### [Task details]
Restate verbatim the span of lines below between the line with "-(as is the" and the line with "-on-path device, such", including those two lines, and only that span.

### [Data supplied]
^^^^

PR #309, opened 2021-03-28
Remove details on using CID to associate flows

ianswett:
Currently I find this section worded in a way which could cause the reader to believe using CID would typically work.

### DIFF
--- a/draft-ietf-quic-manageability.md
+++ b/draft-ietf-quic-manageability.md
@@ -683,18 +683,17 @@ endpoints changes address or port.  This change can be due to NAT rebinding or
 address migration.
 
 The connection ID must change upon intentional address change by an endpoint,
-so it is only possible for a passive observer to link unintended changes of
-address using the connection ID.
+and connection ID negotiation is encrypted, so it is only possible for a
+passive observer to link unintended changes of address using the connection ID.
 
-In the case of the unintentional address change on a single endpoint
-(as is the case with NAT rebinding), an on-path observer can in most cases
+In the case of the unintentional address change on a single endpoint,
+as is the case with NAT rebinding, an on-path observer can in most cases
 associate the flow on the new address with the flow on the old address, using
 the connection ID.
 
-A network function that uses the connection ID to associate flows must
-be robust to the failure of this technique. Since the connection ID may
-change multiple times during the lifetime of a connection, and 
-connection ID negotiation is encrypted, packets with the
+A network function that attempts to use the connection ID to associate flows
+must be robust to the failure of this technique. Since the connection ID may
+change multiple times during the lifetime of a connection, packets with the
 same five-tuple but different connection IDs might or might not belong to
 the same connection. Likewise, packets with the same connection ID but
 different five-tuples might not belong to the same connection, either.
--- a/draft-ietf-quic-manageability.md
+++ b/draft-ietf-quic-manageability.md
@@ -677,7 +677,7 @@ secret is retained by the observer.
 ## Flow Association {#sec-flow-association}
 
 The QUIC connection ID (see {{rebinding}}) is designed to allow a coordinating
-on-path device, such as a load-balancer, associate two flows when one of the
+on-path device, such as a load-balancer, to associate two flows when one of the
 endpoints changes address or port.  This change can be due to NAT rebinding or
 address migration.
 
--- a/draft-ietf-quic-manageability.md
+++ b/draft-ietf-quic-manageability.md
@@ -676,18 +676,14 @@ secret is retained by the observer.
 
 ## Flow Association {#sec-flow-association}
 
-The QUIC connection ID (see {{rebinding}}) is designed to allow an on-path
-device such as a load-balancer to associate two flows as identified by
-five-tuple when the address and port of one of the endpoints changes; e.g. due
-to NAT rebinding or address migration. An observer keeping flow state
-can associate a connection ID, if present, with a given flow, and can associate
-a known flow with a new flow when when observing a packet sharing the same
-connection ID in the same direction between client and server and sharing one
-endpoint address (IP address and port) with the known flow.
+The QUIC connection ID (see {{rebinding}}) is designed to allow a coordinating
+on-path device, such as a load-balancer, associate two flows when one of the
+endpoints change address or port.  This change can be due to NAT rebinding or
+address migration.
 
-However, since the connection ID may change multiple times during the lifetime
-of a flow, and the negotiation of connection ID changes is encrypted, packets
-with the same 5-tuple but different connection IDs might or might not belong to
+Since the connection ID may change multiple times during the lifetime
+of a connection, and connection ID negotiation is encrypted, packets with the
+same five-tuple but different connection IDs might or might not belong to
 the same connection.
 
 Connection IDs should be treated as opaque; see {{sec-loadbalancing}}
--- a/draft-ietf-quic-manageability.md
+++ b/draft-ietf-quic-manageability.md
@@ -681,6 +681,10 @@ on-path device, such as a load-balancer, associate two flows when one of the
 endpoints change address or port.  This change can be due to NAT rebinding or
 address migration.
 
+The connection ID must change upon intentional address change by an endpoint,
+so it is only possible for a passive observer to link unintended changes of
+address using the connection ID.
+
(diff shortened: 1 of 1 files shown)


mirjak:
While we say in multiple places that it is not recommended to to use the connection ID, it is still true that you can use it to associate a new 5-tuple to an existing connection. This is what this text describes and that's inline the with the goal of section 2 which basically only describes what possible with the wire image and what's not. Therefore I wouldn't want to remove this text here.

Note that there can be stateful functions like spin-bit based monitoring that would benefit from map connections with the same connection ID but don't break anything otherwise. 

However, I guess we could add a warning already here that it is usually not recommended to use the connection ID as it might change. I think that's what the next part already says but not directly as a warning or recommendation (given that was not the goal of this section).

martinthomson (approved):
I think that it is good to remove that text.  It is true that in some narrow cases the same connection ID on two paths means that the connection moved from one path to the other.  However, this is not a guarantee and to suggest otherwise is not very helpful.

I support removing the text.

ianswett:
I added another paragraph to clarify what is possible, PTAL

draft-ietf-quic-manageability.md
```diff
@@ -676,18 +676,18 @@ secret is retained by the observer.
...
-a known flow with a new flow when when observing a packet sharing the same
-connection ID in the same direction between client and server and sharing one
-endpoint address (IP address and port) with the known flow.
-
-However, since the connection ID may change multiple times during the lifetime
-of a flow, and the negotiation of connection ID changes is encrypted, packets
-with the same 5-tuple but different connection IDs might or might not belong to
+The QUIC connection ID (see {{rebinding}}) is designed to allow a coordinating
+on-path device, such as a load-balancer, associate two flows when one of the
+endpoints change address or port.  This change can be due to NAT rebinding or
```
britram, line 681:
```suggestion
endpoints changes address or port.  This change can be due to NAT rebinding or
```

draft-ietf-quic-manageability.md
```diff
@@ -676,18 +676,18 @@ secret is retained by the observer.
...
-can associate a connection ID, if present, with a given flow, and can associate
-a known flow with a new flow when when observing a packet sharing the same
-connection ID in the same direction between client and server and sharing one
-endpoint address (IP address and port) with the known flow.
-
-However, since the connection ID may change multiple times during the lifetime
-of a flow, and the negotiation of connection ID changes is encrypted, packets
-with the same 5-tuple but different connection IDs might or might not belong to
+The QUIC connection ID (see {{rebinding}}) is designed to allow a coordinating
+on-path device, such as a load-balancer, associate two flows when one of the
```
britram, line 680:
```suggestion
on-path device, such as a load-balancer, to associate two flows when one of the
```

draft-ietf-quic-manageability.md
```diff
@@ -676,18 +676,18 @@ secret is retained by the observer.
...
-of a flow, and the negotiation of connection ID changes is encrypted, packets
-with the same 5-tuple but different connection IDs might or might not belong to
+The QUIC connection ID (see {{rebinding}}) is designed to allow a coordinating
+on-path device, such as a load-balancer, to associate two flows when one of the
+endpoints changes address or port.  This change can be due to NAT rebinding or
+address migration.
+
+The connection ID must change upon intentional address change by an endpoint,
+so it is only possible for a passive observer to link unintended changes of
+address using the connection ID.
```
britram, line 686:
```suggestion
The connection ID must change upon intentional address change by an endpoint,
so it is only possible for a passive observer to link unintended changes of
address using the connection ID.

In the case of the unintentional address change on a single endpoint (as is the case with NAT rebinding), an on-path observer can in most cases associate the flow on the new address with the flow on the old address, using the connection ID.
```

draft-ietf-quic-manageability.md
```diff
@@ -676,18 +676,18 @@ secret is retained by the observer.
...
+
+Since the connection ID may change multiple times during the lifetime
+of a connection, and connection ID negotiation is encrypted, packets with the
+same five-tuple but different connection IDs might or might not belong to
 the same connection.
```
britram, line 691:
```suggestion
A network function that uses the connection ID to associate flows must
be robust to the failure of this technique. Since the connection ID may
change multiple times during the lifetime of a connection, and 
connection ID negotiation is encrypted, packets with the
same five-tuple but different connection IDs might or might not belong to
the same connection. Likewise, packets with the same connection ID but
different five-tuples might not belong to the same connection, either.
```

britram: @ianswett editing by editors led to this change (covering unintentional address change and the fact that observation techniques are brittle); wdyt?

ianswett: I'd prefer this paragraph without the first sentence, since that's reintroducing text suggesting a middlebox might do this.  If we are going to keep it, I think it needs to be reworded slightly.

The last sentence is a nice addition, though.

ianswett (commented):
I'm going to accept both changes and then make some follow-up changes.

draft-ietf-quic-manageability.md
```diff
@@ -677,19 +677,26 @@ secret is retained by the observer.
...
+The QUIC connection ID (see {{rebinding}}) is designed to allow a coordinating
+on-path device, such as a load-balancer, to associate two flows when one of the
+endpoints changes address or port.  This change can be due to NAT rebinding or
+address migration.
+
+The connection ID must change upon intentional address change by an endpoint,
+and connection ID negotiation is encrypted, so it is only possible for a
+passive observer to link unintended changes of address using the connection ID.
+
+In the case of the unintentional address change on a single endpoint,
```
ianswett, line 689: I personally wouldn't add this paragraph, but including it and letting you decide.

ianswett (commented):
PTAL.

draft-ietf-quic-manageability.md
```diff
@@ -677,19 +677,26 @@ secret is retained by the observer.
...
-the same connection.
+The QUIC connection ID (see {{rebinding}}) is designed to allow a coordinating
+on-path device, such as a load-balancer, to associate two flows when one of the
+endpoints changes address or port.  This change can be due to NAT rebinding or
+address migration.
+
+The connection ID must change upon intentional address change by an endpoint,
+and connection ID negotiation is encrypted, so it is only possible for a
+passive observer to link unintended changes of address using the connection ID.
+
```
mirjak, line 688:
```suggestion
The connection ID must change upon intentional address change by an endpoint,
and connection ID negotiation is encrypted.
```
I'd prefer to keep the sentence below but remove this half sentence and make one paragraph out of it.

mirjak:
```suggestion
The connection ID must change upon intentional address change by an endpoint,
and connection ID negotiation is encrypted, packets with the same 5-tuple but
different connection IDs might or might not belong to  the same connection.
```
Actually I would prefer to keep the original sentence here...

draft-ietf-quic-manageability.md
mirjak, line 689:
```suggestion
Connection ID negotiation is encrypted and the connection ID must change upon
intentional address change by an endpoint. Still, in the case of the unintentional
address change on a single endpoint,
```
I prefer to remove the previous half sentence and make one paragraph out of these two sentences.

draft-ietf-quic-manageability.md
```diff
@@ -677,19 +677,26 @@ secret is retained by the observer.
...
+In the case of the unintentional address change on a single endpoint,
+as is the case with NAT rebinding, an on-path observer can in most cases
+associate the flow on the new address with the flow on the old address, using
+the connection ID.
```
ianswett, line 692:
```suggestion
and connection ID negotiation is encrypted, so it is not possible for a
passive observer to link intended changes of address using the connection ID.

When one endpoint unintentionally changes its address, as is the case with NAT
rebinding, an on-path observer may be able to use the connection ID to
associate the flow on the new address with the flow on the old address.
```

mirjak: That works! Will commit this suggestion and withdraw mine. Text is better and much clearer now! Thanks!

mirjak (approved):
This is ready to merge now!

^^^^

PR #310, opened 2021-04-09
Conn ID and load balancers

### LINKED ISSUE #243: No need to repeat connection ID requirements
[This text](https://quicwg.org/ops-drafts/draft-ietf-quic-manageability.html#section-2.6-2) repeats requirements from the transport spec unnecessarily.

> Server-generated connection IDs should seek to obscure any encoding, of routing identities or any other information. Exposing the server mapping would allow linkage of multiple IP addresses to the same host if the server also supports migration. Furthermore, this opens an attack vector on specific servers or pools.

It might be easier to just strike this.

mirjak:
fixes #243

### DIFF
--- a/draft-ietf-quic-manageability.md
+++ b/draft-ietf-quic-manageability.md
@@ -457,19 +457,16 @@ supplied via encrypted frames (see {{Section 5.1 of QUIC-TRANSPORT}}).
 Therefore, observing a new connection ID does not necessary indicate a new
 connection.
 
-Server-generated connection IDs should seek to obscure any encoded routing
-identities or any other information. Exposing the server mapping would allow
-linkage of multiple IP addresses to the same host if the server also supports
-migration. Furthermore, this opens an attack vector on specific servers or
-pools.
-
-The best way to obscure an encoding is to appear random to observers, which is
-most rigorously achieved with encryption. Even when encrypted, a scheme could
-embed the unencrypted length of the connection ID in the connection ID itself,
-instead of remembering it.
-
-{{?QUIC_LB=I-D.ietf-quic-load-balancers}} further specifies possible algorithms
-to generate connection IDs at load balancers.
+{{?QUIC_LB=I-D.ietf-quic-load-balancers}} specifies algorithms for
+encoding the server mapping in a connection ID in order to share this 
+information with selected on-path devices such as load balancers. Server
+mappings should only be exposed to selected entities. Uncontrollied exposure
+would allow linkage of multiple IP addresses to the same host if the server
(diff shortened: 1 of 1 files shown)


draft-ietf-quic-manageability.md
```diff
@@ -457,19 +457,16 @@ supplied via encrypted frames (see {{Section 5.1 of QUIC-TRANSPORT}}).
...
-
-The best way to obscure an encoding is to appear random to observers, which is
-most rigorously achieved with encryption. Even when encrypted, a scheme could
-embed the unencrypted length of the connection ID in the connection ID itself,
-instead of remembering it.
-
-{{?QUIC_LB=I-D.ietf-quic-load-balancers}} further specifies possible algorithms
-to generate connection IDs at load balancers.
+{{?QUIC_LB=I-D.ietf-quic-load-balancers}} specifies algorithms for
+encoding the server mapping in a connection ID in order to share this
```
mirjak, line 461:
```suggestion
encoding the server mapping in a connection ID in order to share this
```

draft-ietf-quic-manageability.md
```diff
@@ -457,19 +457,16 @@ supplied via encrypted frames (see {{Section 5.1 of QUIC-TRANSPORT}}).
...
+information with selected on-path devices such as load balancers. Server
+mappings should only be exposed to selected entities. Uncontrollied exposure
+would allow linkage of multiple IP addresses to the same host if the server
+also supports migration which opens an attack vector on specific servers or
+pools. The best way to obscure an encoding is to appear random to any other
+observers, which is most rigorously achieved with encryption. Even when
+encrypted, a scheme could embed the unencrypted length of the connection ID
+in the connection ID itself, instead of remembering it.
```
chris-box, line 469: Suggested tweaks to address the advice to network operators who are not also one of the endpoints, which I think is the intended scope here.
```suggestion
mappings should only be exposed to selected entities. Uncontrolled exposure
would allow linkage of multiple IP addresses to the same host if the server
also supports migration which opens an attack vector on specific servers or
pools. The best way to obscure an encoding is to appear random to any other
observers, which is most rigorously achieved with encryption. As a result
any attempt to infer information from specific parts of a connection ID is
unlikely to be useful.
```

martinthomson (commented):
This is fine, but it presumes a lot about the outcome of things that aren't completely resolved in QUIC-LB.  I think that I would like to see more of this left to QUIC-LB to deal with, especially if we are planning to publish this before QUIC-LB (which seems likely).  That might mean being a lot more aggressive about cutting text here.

^^^^

### [Response]
-(as is the case with NAT rebinding), an on-path observer can in most cases
+In the case of the unintentional address change on a single endpoint,
+as is the case with NAT rebinding, an on-path observer can in most cases
 associate the flow on the new address with the flow on the old address, using
 the connection ID.
 
-A network function that uses the connection ID to associate flows must
-be robust to the failure of this technique. Since the connection ID may
-change multiple times during the lifetime of a connection, and 
-connection ID negotiation is encrypted, packets with the
+A network function that attempts to use the connection ID to associate flows
+must be robust to the failure of this technique. Since the connection ID may
+change multiple times during the lifetime of a connection, packets with the
 same five-tuple but different connection IDs might or might not belong to
 the same connection. Likewise, packets with the same connection ID but
 different five-tuples might not belong to the same connection, either.
--- a/draft-ietf-quic-manageability.md
+++ b/draft-ietf-quic-manageability.md
@@ -677,7 +677,7 @@ secret is retained by the observer.
 ## Flow Association {#sec-flow-association}
 
 The QUIC connection ID (see {{rebinding}}) is designed to allow a coordinating
-on-path device, such as a load-balancer, associate two flows when one of the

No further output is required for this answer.